* _RECORDS SHOWN_

Issue #166, opened 2025-03-07
Allow to construct `ElectrumClient` *without* connecting


tnull:
Currently, `ElectrumClient::new` directly tries to establish a connection to the server, i.e., there is no way to successfully construct a client while being offline. 

It would be great if there was a way to simply initialize a client, without directly establishing a connection.

This might go hand-in-hand with decoupling the `Client` object more generally from a single connection, see #165.

reez:
A similar issue https://github.com/bitcoindevkit/rust-electrum-client/issues/212 was opened related to this, so I'll close that and use this pre-existing issue instead. Noting the comments on it as reference:

https://github.com/bitcoindevkit/rust-electrum-client/issues/212#issue-4729125264

https://github.com/bitcoindevkit/rust-electrum-client/issues/212#issuecomment-4783785225

reez:
I opened a PR to explore addressing this issue and 212

PR #214, opened 2026-06-25
feat(client): allow constructing without connecting

reez:
#### Description

Attempts to address https://github.com/bitcoindevkit/rust-electrum-client/issues/166

Allows `Client` to be constructed without opening a network connection, adds `Client::connect()` for explicit connection and protocol negotiation, and defers automatic connection until the first Electrum API call.

#### Notes to Reviewers

I kept the patch intentionally small so I left out things like:
- Adding an eager constructor like `from_config_connected` for callers who want the previous construct-and-connect behavior in one step.
- Refactoring the duplicated `ssl://` no-TLS check into a small helper if that feels cleaner.

#### Related Issues

This started for me from [bdk-dart#91](https://github.com/bitcoindevkit/bdk-dart/issues/91), where constructing an FFI backed `ElectrumClient` can block the Android UI thread during TCP connection and cause ANRs.

I opened [bdk-ffi#1037](https://github.com/bitcoindevkit/bdk-ffi/issues/1037) to address it on bdk-ffi, trying to make that blocking boundary clearer in the bindings, but I think a bdk-ffi only change still falls a bit short without an upstream change from `rust-electrum-client`.

So this PR is for that upstream client layer change, and is closely related to [rust-electrum-client#166](https://github.com/bitcoindevkit/rust-electrum-client/issues/166) where tnull asked for a way to construct an Electrum client without directly establishing a connection.


luisschwab:
@oleonardolima you can drop the `zeroize` pin from this PR if you merge #217 first.

caarloshenriq (approved):
tACK 3d03a44

Built and ran the test suite across the feature matrix (default, `rustls-ring,proxy`, `proxy` only) plus `cargo clippy` on rustc 1.85, all clean.

Verified the eager `ssl://` check fires correctly with no TLS feature enabled, confirmed via `cargo tree` that no TLS backend was in the resolved feature set.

* _PROBLEM TO SOLVE_
Retype exactly the span of lines from the one with "Allow to construct" through the one with "A similar issue"; include both ends and omit the rest of the material.

* _WRITTEN SOLUTION_
Allow to construct `ElectrumClient` *without* connecting


tnull:
Currently, `ElectrumClient::new` directly tries to establish a connection to the server, i.e., there is no way to successfully construct a client while being offline. 

It would be great if there was a way to simply initialize a client, without directly establishing a connection.

This might go hand-in-hand with decoupling the `Client` object more generally from a single connection, see #165.

reez:
A similar issue https://github.com/bitcoindevkit/rust-electrum-client/issues/212 was opened related to this, so I'll close that and use this pre-existing issue instead. Noting the comments on it as reference:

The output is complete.